La gloria de Dios, en cierto sentido, marca al fin el punto de llegada en el camino hacia
Dios. Identificada con la amabilidad divina, comienza en el corazón conmovido por el Amor, pasa
por los pobres y termina en el estado de Cristo (cf. IX, 367; XI, 290s). En un aspecto, está toda en
bajada con la encarnación en la que el Amor viene a nosotros; en otro aspecto, está toda en ascenso
como en la efusión del Espíritu Santo, en la que el Amor atrae a sí. Así, en Cristo y en todos
aquellos que se dejan poner en su seguimiento, así en la Iglesia y en las grandes obras de
misericordia, así en los más pequeños gestos humanos de la vida cotidiana, inspirados por la
amabilidad.

ATEÍSMO
Perteneciente a una sociedad todavía formalmente religiosa, coherente con su visión mística,
san Vicente no se muestra de ningún modo pre ocupado por un ateísmo de tipo filosófico. No tiene
tiempo y quizás no tiene cabeza para complicarse en discusiones filosóficas. En contacto con los
dramáticos problemas de los pobres y con la clase de los pocos ricos, frecuentemente amenazados
en su riqueza, no la emprende ni siquiera contra una forma de ateísmo pragmático.
Lo que lo atormenta y lo determina a la acción es, por el contrario, un tipo de ateísmo más
sutil, más específico, más engañoso, más escandaloso, que podría ser calificado de «cristiano», en
cuanto desnaturalización, deformación, envilecimiento y vaciamiento del misterio de Cristo. En su
núcleo esencial, este ateísmo puede ser reducido a una forma de insensibilidad espiritual que impide
acoger en el misterio de Cristo la expresión del Amor trinitaria en favor del hombre: un ateísmo que
deja campo libre a todas las mitificaciones del misterio cristiano, a toda suerte de dudas en relación
con la misericordia divina, a toda especie de alucinación patológica, a la indiferencia por la justicia,
al escándalo de la Caridad reducida a limosna, a la blasfemia contra la Providencia.
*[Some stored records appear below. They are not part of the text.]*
PR #68, opened 2023-11-17
Add `releaseDate` field to AlbumID3

dweymouth:


Tolriq:
Maybe I was not clear enough in the discussion.

https://wiki.hydrogenaud.io/index.php?title=Tag_Mapping#Dates

The common current year stuff is recordingDate not releaseDate I thought this is what you wanted to expose (TRDC)

Maybe we should directly expose both?

dweymouth:
I am good with exposing both though `releaseDate` is the one I am most personally interested in. I'll update the PR to add `recordingDate` as well.

dweymouth:
Wait, actually does `recordingDate` only apply to tracks and not albums, as albums are often recorded over multiple dates, even multiple years?

Tolriq:
Honestly I don't know I don't use it @epoupon may know more here.

epoupon:
I only use picard, which only sets release level tags (date/year and originaldate/originalyear)

dweymouth:
Well my intiution then would be that `recordingDate` should only apply to tracks, and if we want to expose it, it could be a separate PR. What do you think @Tolriq

Tolriq:
I think that I hate MB ... They consider TDRC as the release date ... But TDRC is the recording date in the spec and other software. Should be TDRL .


They really like to do things their way that does not correspond to anything else.

dweymouth:
@opensubsonic/servers @opensubsonic/clients Marking this as ready to review under the assumption that `recordingDate` will be a property of tracks (`Child`) only and not album, and if we want that it will be a separate PR.

Tolriq:
@dweymouth we need to improve the doc, seeing the mess it is between the taggers.

Seems you want to go the Picard way, so the releaseDate needs to be made clear what tags it is TDRC & co and not TDRL as it might be supposed by a few.

dweymouth:
What I want to go with is that `releaseDate` is *the date the given issue in the user's library was released*. Which tags that comes from depends on the file type, no?

Tolriq:
Yes but the tags are not handled the same depending on the tagger that's the whole issue I'm trying to explain since a couple of messages :)

In ID3 V2.4 there's a tag named TDRC that is defined in ID3 standard as : RecordingTime, and there's a tag named TDRL that is ReleaseTime

Picard have decided that for it TDRC is the ReleaseDate this does not correspond to the tag standard.

Since we talk about releaseDate and recordingTime, we NEED to define what is what in the land of OpenSubsonic else it will be a mess server side too, as interpretation will vary and so the result.

I have no problem going the Picard way, but we need to be very explicit about that (and it will prevent us to handle recordingTime).

So to resume the mapping between releaseDate and the tags vary by tagger and not only by format, to avoid issue we need to take position too.

dweymouth:
We also might want to support the users who manually tag using fields like RELEASE_DATE as well, right? I think using semantic definitions of what the field `means` rather than what ID3v2 tag it's sourced from is what we want in a spec, right? And some servers may get this info from external info sources and not the embedded file tags at all

Tolriq:
The problem is not about all the other cases ...

The problem is about what are the servers supposed to do by default with what already exist in the tags.

They have a file with ID3 v2.4 and the field TDRC is filled.
The TAG spec says it's recording time and not release time, so they do not return the field because we define a meaning and we do not say that this tag is what we expect too? So the data you actually want by default would not be returned and you'd need to either retag to TDRL or ask the server to handle TDRC differently?

Open Subsonic is about removing the differences between the servers, so yes when we know there's a possible different handling of the TAG it's OpenSubsonic role to give a guidance about what we expect.

ID3 is the most used tag format, let's avoid future issues when they are already known no ?

dweymouth:
I think the best we can do is add language like "this usually comes from the TDRC field". We certainly don't want to say *only return this tag if it comes from the TDRC field* because that disallows servers from using external metadata sources. If there's a tagging difference between Picard and the TAG spec I guess we should go with the TAG spec, though the real definition of the field should still be meaning-based to allow for multiple sources.

Tolriq:
I know I'm not native English speaker, but well, I never said that we need to say it's only the TAG X ....

I said we need to clarify because the meaning of releaseDate depends on the tagger, and OS job is to help server in adding those fields, fields that by default most take from the tags.

I'm a server I see I need to add releaseDate it's the release date in the spec, ho nice, so let's see how it's in the tags. Ho there's multiple different variation, which one should I choose? Ho I'll take one in random since it's not defined.

Again OS goal is to try to avoid server differences.

So IMO we need to clarify. Either we decide it's the tag definition with or without a fallback to TDRC or we define it's TDRC if present.

"Due to difference between taggers and user interpretation for ID3 v2.4 releaseDate must/should be :"
- TDRC field if present else TDRL
- TDRL 
- TDRL field if present else TDRC.

This is not a big deal and will avoid future issues by being consistent. Don't know why every clarification always ends up with endless discussions.

dweymouth:
Because if we do that it's limiting what metadata sources are allowed. I think what we can do is define the field's meaning, say which ID3 field it should come from if present, but allow it to come from other sources as well. Not all file types even use ID3 tags also, though hopefully they use the same standard tag names. At some point, if the user's library is all mis-tagged and they get incorrect data, that's on them. We might have to wait for some servers to weigh in too. I am OK with saying "if this ID3 tag is present, the OpenSubsonic `releaseDate` field should come from it". I'm not OK with saying "the OpenSubsonic `releaseDate` field can *only* come from this ID3 tag".

Tolriq:
Read what I write maybe? Instead of just repeating arguments against something I never said nor implied? I'm writing exactly what you say, this is ridiculous.

Quote:
> I know I'm not native English speaker, but well, I never said that we need to say it's only the TAG X ....

I even give you a sample sentence that is exactly what you propose ....

> "Due to difference between taggers and user interpretation for ID3 v2.4 releaseDate must/should be :"
> - TDRC field if present else TDRL
> - TDRL
> - TDRL field if present else TDRC.

dweymouth:
I am not familiar with the ID3 tag names so I will let you decide which should take preference, but if we want to go with what you wrote, I'd amend it as such.

> Due to difference between taggers and user interpretation for ID3 v2.4 releaseDate must/should be :
>
 > *   TDRC field if present else TDRL, or if neither present any other appropriate metadata source
  > *  TDRL, or if not present any other appropriate metadata source
  > *  TDRL field if present else TDRC, or if neither present any other appropriate metadata source.

dweymouth:
BTW it looks like Navidrome is using the tag named `releasedate` (not TDRL or TDRC) to source this info: https://github.com/navidrome/navidrome/blob/a5dfd2d4a14ac5a5b87fc6016e57b94d2b964a69/scanner/metadata/metadata.go#L105

epoupon:
> I think that I hate MB ... They consider TDRC as the release date ... But TDRC is the recording date in the spec and other software. Should be TDRL .
> 
> They really like to do things their way that does not correspond to anything else.

They are actually aware of this:
"For compatibility reasons the date tag gets filled with the release date from MusicBrainz. This is how most software interprets this tag. Since Picard 2.9 the separate releasedate exists for use by scripts and plugins, but is not filled by default."

I remember some "endless" threads on their forums about dates...

IMO, we should expose releaseDate and originalReleaseDate at release level, and recordingDate at track level. From which tag to read this info should be a server only issue (with  settings server side, depending on how users tag their stuff)

dweymouth:
Agree. I think as clients we just have to trust that the info returned by the server is correct. And if it's not, it's a server or user library tagging issue, and there's nothing really the client can do about it.

Tolriq:
Again I don't care what and how it's written :) I'm not native speaker and won't write the best sentences.
I also personally don't care about the choice, so it's up to the servers if some already parse those tags or to clients who use those fields to vote for the standard.

All I want is that we take position about TDRC / TDRL (So picard vs TAG definition) because this is something servers have to decide and so we should provide them with an answer.

About Navidrome another misunderstanding of tagging ;) They use the value releasedate that is parsed by taglib and refactored depending on the tag format.

And as you can see: https://github.com/taglib/taglib/blob/master/taglib/mpeg/id3v2/id3v2frame.cpp#L316 
This is TDRL so they respect the tag standard , they parse TDRC as "date".

So we have Navidrome  using TDRL and LMS using TDRC (https://github.com/epoupon/lms/blob/master/src/libs/metadata/impl/TagLibParser.cpp#L339) (Date from Taglib that is TDRC)

Confirming the need to clarify .... so much energy lost.

Tolriq:
> we just have to trust that the info returned by the server is correct.

We are the servers too .... We need to define what is correct ....

dweymouth:
I think we're on the same page then @Tolriq - I'm ok with OpenSubsonic taking a position on the preference of TDRC vs TDRL, if we can get @deluan and @epoupon to agree. As long as we won't be *restricting* that the OpenSubsonic `releaseDate` must come from one or the other

Tolriq:
> As long as we won't be restricting

It was never suggested nor the plan. Just to document and decide on a known issue.

`originalReleaseDate` does not have this issue the tags are well defined without conflicts.

certuna:
> > I think that I hate MB ... They consider TDRC as the release date ... But TDRC is the recording date in the spec and other software. Should be TDRL .
> > They really like to do things their way that does not correspond to anything else.
>
> They are actually aware of this: "For compatibility reasons the date tag gets filled with the release date from MusicBrainz. This is how most software interprets this tag. Since Picard 2.9 the separate releasedate exists for use by scripts and plugins, but is not filled by default."

This was me :) A couple months ago I got fed up with Picard not supporting `releasedate` and I just submitted the PR to Picard to support `releasedate` in their internal tag mappings, so I could map it correctly myself with scripts. This essentially forced them to write this paragraph, they're well aware that they're doing it "wrong", but I also understand their position: there's too much software out there that ignores `TDRL`/releasedate, so a large part of their userbase doesn't use this tag.

So like with everything in tagging: if apps don't support something, people start doing workarounds. Apps don't support multivalued tags? People invent their own separators like semicolon. Apps don't support "Composer" (`TCOM`)? People put the composer in the Artist/Performer (`TPE2`) tag. Apps don't support Release Date (TDRL)? Just put it in Recording Date (TDRC).

> IMO, we should expose releaseDate and originalReleaseDate at release level, and recordingDate at track level. From which tag to read this info should be a server only issue (with settings server side, depending on how users tag their stuff)

Yep. I wrote the release date/original date/date mapping in Navidrome, and I'm using the "official specs", but I try to correct for Picard's way of tagging by remapping on import. It's...not particularly elegant but it works for "most" files out there.

Tolriq:
@dweymouth can you update the PR to the new format so that is done too?

Tolriq:
Since we debated can you add a small note about the fact that OS recommend TRDL as exposed by Taglib and that if a server uses another tag it should mention it in it's doc.

Tolriq (approved):

epoupon (approved):

kgarner7 (approved):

En el sentido propio, a san Vicente, el ateísmo se configura en la negación del Amor en
todas sus perfecciones, dimensiones y operaciones: odio en las manifestaciones de la maldad. La
forma peor arraiga sin embargo en la dureza del corazón hacia los pobres. El verdadero ateo odia a
los pobres, anula completamente al Espíritu, se vuelve homicida como Caín, al grito de los pobres
responde sólo con acusaciones. Un ateísmo así de radical fomenta el escándalo y la blasfemia
porque instrumentaliza la miseria de los pobres para negar la divinidad del Amor. Se presenta, sin
embargo, camuflado bajo las formas de la religión y quizás de la devoción, entregado a las prácticas
de piedad.
Esta forma de ateísmo se vuelve por añadidura santurrón, porque quiere un Cristo sin cruz y
pretende pobres sin necesidad de Amor, mientras exige de ellos amor sin reparar en la necesidad de
reciprocidad.
Frente a esto, san Vicente no conoce más que una defensa: hacerse pobre por Amor, como
Cristo. Haciendo eco a la invitación del Evangelio: «Ven y ve», su máxima, para orientar a la
experiencia de Dios, recalca siempre el mismo motivo: «Ven, ama y hazte amar de aquellos a
quienes nadie ama». Dios se hace percibir sólo en el Amor.